This process was labor intensive: a qualified operator loaded your program, dumped the memory contents, remove any external media, reset the machine and load the next job.
1956 - 1959
Computers became faster, but a lot of time was spend on managing jobs.
resident monitors: very small programs, which always resided in memory, and monitored what the state of the current job was.
Jobs were loaded in series (batches). When the current job finished, memory would be dumped and the next one would automatically be loaded and started.
Peripherals (tapes, punch cards, …) were extremely slow.
Multiprogramming: the current job is waiting for a peripheral, another job would be started.
Travel reservation system by American Airlines: where travel agents would search, price and book services. A computer system now had to support:
- User accounts with concurrent access
- Fast response time and ease of use
- Storage organization, also following the rise of disks
- Data communication links (often phone lines)
More and more business started using computers, thanks to minicomputers, so demand for OS software increased.
1964 - 1969
IBM’s System/360 line of computers, each with expansion capabilities, backwards compatibility, all under one instruction set and operating system.
Multics, an influential operating system that was designed for a General Electric mainframe. Some of it’s novel ideas include, but are not limited to:
- Time-sharing: sharing resources of a singular machine among many users (via multiprogramming and multi-tasking)
- Single level store (aka virtual memory): Processes would write into contiguous memory, but in reality it is scattered and managed by the operating system.
- Protection rings: Allowing different levels of access to different resources (programs).
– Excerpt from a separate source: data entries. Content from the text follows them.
PR #755, opened 2023-10-30
Use exclusion bounds while calculating target powers in PowerManager

shsms:
This also helps with the upcoming bounds-interface update, to hide the exclusion bounds from SDK users, in preparation for its deprecation in the microgrid API in favour of a simpler interface.

### DIFF
--- a/src/frequenz/sdk/actor/_power_managing/_matryoshka.py
+++ b/src/frequenz/sdk/actor/_power_managing/_matryoshka.py
@@ -36,6 +36,70 @@ if typing.TYPE_CHECKING:
 _logger = logging.getLogger(__name__)
 
 
+def _check_exclusion_bounds_overlap(
+    lower_bound: Power,
+    upper_bound: Power,
+    exclusion_bounds: timeseries.Bounds[Power] | None,
+) -> tuple[bool, bool]:
+    """Check if the given bounds overlap with the given exclusion bounds.
+
+    Args:
+        lower_bound: The lower bound to check.
+        upper_bound: The upper bound to check.
+        exclusion_bounds: The exclusion bounds to check against.
+
+    Returns:
+        A tuple containing a boolean indicating if the lower bound is bounded by the
+            exclusion bounds, and a boolean indicating if the upper bound is bounded by
+            the exclusion bounds.
+    """
+    if exclusion_bounds is None:
+        return False, False
+
+    bounded_lower = False
+    bounded_upper = False
+
+    if exclusion_bounds.lower < lower_bound < exclusion_bounds.upper:
+        bounded_lower = True
+    if exclusion_bounds.lower < upper_bound < exclusion_bounds.upper:
+        bounded_upper = True
+
+    return bounded_lower, bounded_upper
+
+
+def _adjust_exclusion_bounds(
+    lower_bound: Power,
+    upper_bound: Power,
+    exclusion_bounds: timeseries.Bounds[Power] | None,
+) -> tuple[Power, Power]:
+    """Adjust the given bounds to exclude the given exclusion bounds.
+
+    Args:
+        lower_bound: The lower bound to adjust.
+        upper_bound: The upper bound to adjust.
+        exclusion_bounds: The exclusion bounds to adjust to.
+
+    Returns:
+        The adjusted lower and upper bounds.
+    """
+    if exclusion_bounds is None:
+        return lower_bound, upper_bound
+
+    # If the given bounds are within the exclusion bounds, there's no room to adjust,
+    # so return zero.
+    #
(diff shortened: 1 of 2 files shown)


shsms:
The release notes still refer to the PowerManager as a new feature, and there's nothing in the existing release notes to suggest that this wasn't there, so not changing anything.

src/frequenz/sdk/actor/_power_managing/_matryoshka.py
```diff
@@ -83,11 +83,12 @@ def _calc_target_power(
...
-            if low is not None:
-                lower_bound = max(lower_bound, low)
-            if high is not None:
-                upper_bound = min(upper_bound, high)
+            proposal_lower, proposal_upper = (
+                next_proposal.bounds.lower or lower_bound,
+                next_proposal.bounds.upper or upper_bound,
+            )
+            lower_bound = max(lower_bound, proposal_lower)
+            upper_bound = min(upper_bound, proposal_upper)
```
llucax: Not expecting any actions but curious why sometimes you use tuple syntax for multiple assignments and when not :thinking: 

Why not:

```py
            proposal_lower, proposal_upper = (
                next_proposal.bounds.lower or lower_bound,
                next_proposal.bounds.upper or upper_bound,
            )
            lower_bound, upper_bound = (
                max(lower_bound, proposal_lower),
                min(upper_bound, proposal_upper),
            )
```

or

```py
            proposal_lower = next_proposal.bounds.lower or lower_bound
            proposal_upper = next_proposal.bounds.upper or upper_bound
            lower_bound = max(lower_bound, proposal_lower)
            upper_bound = min(upper_bound, proposal_upper)
```

:smiley: 

(in my case I find the later slightly more readable, I need to do less mapping of what is assigned to what)

src/frequenz/sdk/actor/_power_managing/_matryoshka.py
```diff
@@ -36,6 +36,70 @@
 _logger = logging.getLogger(__name__)
 
 
+def _check_exclusion_bounds_overlap(
+    lower_bound: Power,
+    upper_bound: Power,
+    exclusion_bounds: timeseries.Bounds[Power] | None,
+) -> tuple[bool, bool]:
+    """Check if the given bounds overlap with the given exclusion bounds.
+
```
llucax, line 99: Maybe adding a (graphical) example would be useful here.

src/frequenz/sdk/actor/_power_managing/_matryoshka.py
```diff
@@ -36,6 +36,60 @@
 _logger = logging.getLogger(__name__)
 
 
+# Just 20 lines of code in this function, but unfortunately 8 of those are return
+# statements, and that's too many for pylint.
+def _clamp_to_bounds(  # pylint: disable=too-many-return-statements
```
llucax, line 41: I wonder if we should remove this check completely, I don't see anything wrong in having many `returns`, I think is good for readability to avoid deep nesting and it helps short-circuiting by discarding simple cases first.

src/frequenz/sdk/actor/_power_managing/_matryoshka.py
```diff
@@ -36,6 +36,124 @@
...
+            return exclusion_bounds.upper
+
+    return value
+
+
+def _check_exclusion_bounds_overlap(
+    lower_bound: Power,
+    upper_bound: Power,
+    exclusion_bounds: timeseries.Bounds[Power] | None,
+) -> tuple[bool, bool]:
```
llucax, line 97: Not 100% sure if it is worth it, but for extra clarity/readability you could use a dataclass:

```py
@dataclass(frozen=True, kw_only=True)
class Overlap:
    lower: bool
    upper: bool
```

Then you can use the more explicit `match` syntax:

```py
        match _check_exclusion_bounds_overlap(
            lower_bound, upper_bound, exclusion_bounds
        ):
            case Overlap(lower=True, upper=True):
                return Power.zero()
            case Overlap(lower=True, upper=False):
                if value < exclusion_bounds.upper:
                    return exclusion_bounds.upper
            case Overlap(lower=(False, lower=True):
                if value > exclusion_bounds.lower:
                    return exclusion_bounds.lower
```

llucax (approved):
LGTM, all comments are optional.

shsms:
Agree to all of them except `class Overlap`, but will do them in the next PR,  already working on the same parts anyway.

src/frequenz/sdk/actor/_power_managing/_matryoshka.py
shsms: @llucax is this for repo config?

llucax: Yeah, if we agree about it.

In general, this also often requires a CPU protected mode.
- Hierarchical file system: Arbitrary directories with subdirectories, rather than just having files next to each other or having directories which could only contain files.
- Command processor (that is separated from the OS): More on that later
1969: Death of Multics and birth of UNIX
Ken Thompson image by National Inventors Hall of Fame
Ken Thompson and Dennis Ritchie in 1973
Thompson still had some desire to work on operating systems, after Bell Labs pulled out. The tools he made while rewriting a video game he made on a PDP-7 lead to a whole operating system: UNIX.
Based, expanded on and improved upon many of Multic’s ideas, UNIX became the father of modern OSs.
2. Structure of UNIX-likes
- shell: A programmable replaceable command-line interpreter, with utilities for managing the whole system and support for pipelines and I/O redirection
- UNIX-style file system: Filesystem as a single rooted tree, objects (nodes) in the file system are inodes and an inode can be (at least) either a regular file, directory or devices. Permissions per users and group.
- kernel: Program that manages all communication and operations between the hardware and software
Command-line shells operate solely with text, usually with only ASCII characters. There are usually two terms used when talking about connecting to a computer (to the shell), those are “terminal” (“console”) and “teleprinter” (“teletype”).
Video displays became widely available in the late 1970s, so before that access was done with a “teleprinter”, a typewriter-printer combo.
Teletype Model 33 by Arnold Reinhold
Today we don’t usually use such specialised hardware, but the names persist with slightly different meanings.
Virtual Terminal (Console): on some modern UNIX-likes (like Linux), the kernel/OS provide special devices, where a console is directly implemented/simulated with the connected computer and display. Sometimes could be called “tty”.
- systems that don’t provide it usually expose another way to connect a console (now external hardware and/or software is required), like a serial port
Terminal Emulator: a special program that emulates a virtual terminal (within another display system)
Pseudoterminal (pty): a device that behaves, from the point of a user, like a terminal (emulator), but could do other additional things
- ssh, a program to remotely connect to a device’s shell, establishes a pseudoterminal. You use your (local) terminal to send and receive text to a remove terminal.
Most commands are regular programs, which exist in any folder (specified inside the variable “PATH”). Each command can be given parameters, separated by spaces, each (by convention) being either text values or options (switches).
Options usually start with a hyphen
-current-time) and often support abbreviations (
-a -b -c to
Newer conventions also allow start with two hyphens
--current-time), though if shown as-is indicate the rest is a string.
More rarely you might see
--OPTION=VALUE or just
UNIX shells always have at least these additional functionalities:
pipelines: being able to redirect the output from one command to another without limit
command1 [args...] | command 2 [args...] | ...
I/O redirection: redirection of input and output, allowing insertion of input from a file or storage of output into a file:
command [args...] < filepath command [args...] > filepath
2.2. UNIX-style file system
- Rooted singular tree of directories (the root folder of which is called “root”, denoted with a “/”)
- Each tree object (node) is an i(ndex)node, containing type, ownership, access, internal data and any other metadata, but not name!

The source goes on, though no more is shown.